In a sequestered Pearl City neighborhood where green space around homes is uncommonly abundant and the streets are named after tall trees, 77 vacant houses await demolition — and that saddens Quinn Vittum.
But Vittum is also happy that pieces of these old homes have been recycled, representing progress in reusing construction materials from a large player in housing redevelopment on Oahu: the U.S. military.
Vittum is executive director of Re-use Hawaii, a nonprofit company that last year deconstructed 64 Oahu homes from which salvageable materials were resold.
Re-use wanted to deconstruct the 77 Pearl City homes at Marine Corps Base Hawaii Manana Housing but was only able to negotiate a deal allowing it to strip and cart off easily removable parts, including doors, kitchen cabinets and water heaters.
“It’s really awesome because there’s so much of it,” Vittum said. “There’s 77 times everything. It’s a really great opportunity.” Yet he also adds a down note when thinking of everything that will go to a landfill: “It’s tricky because your heart breaks when you see all the waste.”
Vittum isn’t complaining. He’s grateful to get any work from the military housing sector.
That’s because his company’s operating model doesn’t work well financially for the military or private companies doing military housing.
One factor in the misalignment is the inability of the owner of the Manana homes to reap a tax benefit that Re-use offers as a nonprofit, because the owner is a partnership between a private company and the federal government.
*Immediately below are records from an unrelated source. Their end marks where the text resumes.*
PR #414, opened 2021-02-02
RATIS-1304. Do not print error if ratis log is not yet created

elek:
JIRA: https://issues.apache.org/jira/browse/RATIS-1304

I found that Ozone prints out a lot of errors related to missing ratis-meta.conf, even if everything works well.

The related code path seems to be prepared to this case, but still prints out errors.

### DIFF
--- a/ratis-server/src/main/java/org/apache/ratis/server/storage/RaftStorageImpl.java
+++ b/ratis-server/src/main/java/org/apache/ratis/server/storage/RaftStorageImpl.java
@@ -144,9 +144,9 @@ public class RaftStorageImpl implements RaftStorage {
       LogEntryProto confProto = LogEntryProto.newBuilder().mergeFrom(fio).build();
       return LogProtoUtils.toRaftConfiguration(confProto);
     } catch (FileNotFoundException e) {
-
       return null;
     } catch (Exception e) {
+      LOG.error("Failed reading configuration from file:" + confFile, e);
       return null;
     }
   }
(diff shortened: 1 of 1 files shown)


ratis-server/src/main/java/org/apache/ratis/server/storage/RaftStorageImpl.java
```diff
@@ -143,8 +143,10 @@ public RaftConfiguration readRaftConfiguration() {
     try (FileInputStream fio = new FileInputStream(confFile)) {
       LogEntryProto confProto = LogEntryProto.newBuilder().mergeFrom(fio).build();
       return LogProtoUtils.toRaftConfiguration(confProto);
+    } catch (FileNotFoundException e) {
+
+      return null;
     } catch (Exception e) {
-      LOG.error("Failed reading configuration from file:" + confFile, e);
       return null;
```
adoroszlai, line 150: I think we should keep the log for other exceptions, otherwise the two `catch` blocks can be merged.

amaliujia: Or actually move the LOG.error to `FileNotFoundException` as that is a error that has happened thus printing that into log is useful?

I guess to avoid printing every exception is the goal of this PR?

runzhiwang:
@elek Thanks the patch. @adoroszlai @amaliujia Thanks for review. I have merged the patch.

PR #415, opened 2021-02-04
RATIS-1306. Eliminate duplicated GitHub Actions workflow

adoroszlai:

Merge `post-commit` and `pr` workflows.  The only step which is unique to `post-commit` workflow is executed conditionally, depending on the event that triggered the run.

https://issues.apache.org/jira/browse/RATIS-1306

## How was this patch tested?

push in fork (failed only due to some temporary network issue):
https://github.com/adoroszlai/incubator-ratis/runs/1830531946


runzhiwang:
@adoroszlai Thanks the patch. I have merged it.

adoroszlai:
Thanks @runzhiwang for reviewing and committing it.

This benefit typically makes the cost of deconstruction about equal to or less than the cost of demolition for a typical homeowner.
Another factor is that federal law requires that contractors working on military housing construction projects pay workers prevailing industry wages, which in this case are more than double what Re-use usually pays and led to Re-use charging more.
These two reasons make the cost of deconstruction difficult to stomach for firms that have large contracts to redevelop military housing.
“Deconstruction is time-intensive,” said Mark Krzyzanowski, development project manager for Hunt Military Communities, which agreed to pay Re-use for a relatively quick harvest of the homes, which dated to the early 1960s and were known as Navy Manana.
“This is our first dip in the waters going this route,” added Rich Montoya, construction project manager with Hunt Military Communities, which owns Manana Housing as part of a deal with the military to provide the Navy with more modern homes for service members. “It’s a move in the right direction. It’s a very positive paradigm shift.”
Hunt subcontracted for Re-use to spend 10 days grabbing cabinets, doors that include Z-braced barn-style hardwood garage closet doors, 40- and 50-gallon water heaters, wooden closet hanger rods, concrete blocks at the bottom of rain gutter drain spouts, a few windows and select wallboards that were easy to cut out from non-load-bearing exterior walls from the 77 homes.
By contrast, Re-use typically would spend eight to 10 days deconstructing a single home.
Diamond Farrar, leader of the six-man Re-use team that included two truck drivers to transport salvaged materials to Re-use facilities, calculated that it takes him only two minutes “and some change” to remove a framed window with a reciprocating saw and a pry bar. Yet there wasn’t enough time to get more than a few after the higher-priority materials.
“This is the good stuff,” he added, knocking on 1-inch-thick mahogany planks used to build exterior walls of each home.
These wallboards along with three-quarter-inch-thick mahogany boards used for interior partition walls make Vittum’s heart ache. “It’s just really nice stuff,” he said, estimating that each house contains 2,000 lineal feet of 6-inch-wide mahogany boards. “That’s like a forest worth. It’s sad.”
Still, Vittum said the Manana Housing project, which wrapped up for Re-use last month, represents progress that he hopes will produce more recycling at future military housing redevelopment projects.
“We’re trying to take things to the next level,” he said.
Two previous military housing recycle jobs for Re-use were a pilot project in 2015 at Schofield Barracks that involved only kitchen cabinets and a job last year at Fort Shafter that involved wallboards.
At Manana Housing, Re-use obtained so much material that it needed to send much of it to an overflow warehouse. At the company’s retail outlet, which includes an 18,000-square-foot warehouse and 18,000-square-foot lumberyard in Kakaako, the plywood cabinets with a birch veneer are priced from $20 to $75 apiece.
Carolyn Murren, assistant warehouse manager, said Re-use pulled out around 400 cabinets including floor, wall and pantry cabinets.
Back in Pearl City, after Hunt demolishes what remains of the homes along Cedar Drive, Birch Circle and Date Drive, there are no plans to develop the property, which is adjacent to newer subdivisions in the Manana military neighborhood. Krzyzanowski said new homes were built for the Navy in other communities to offset the loss at Manana where the property will be land banked.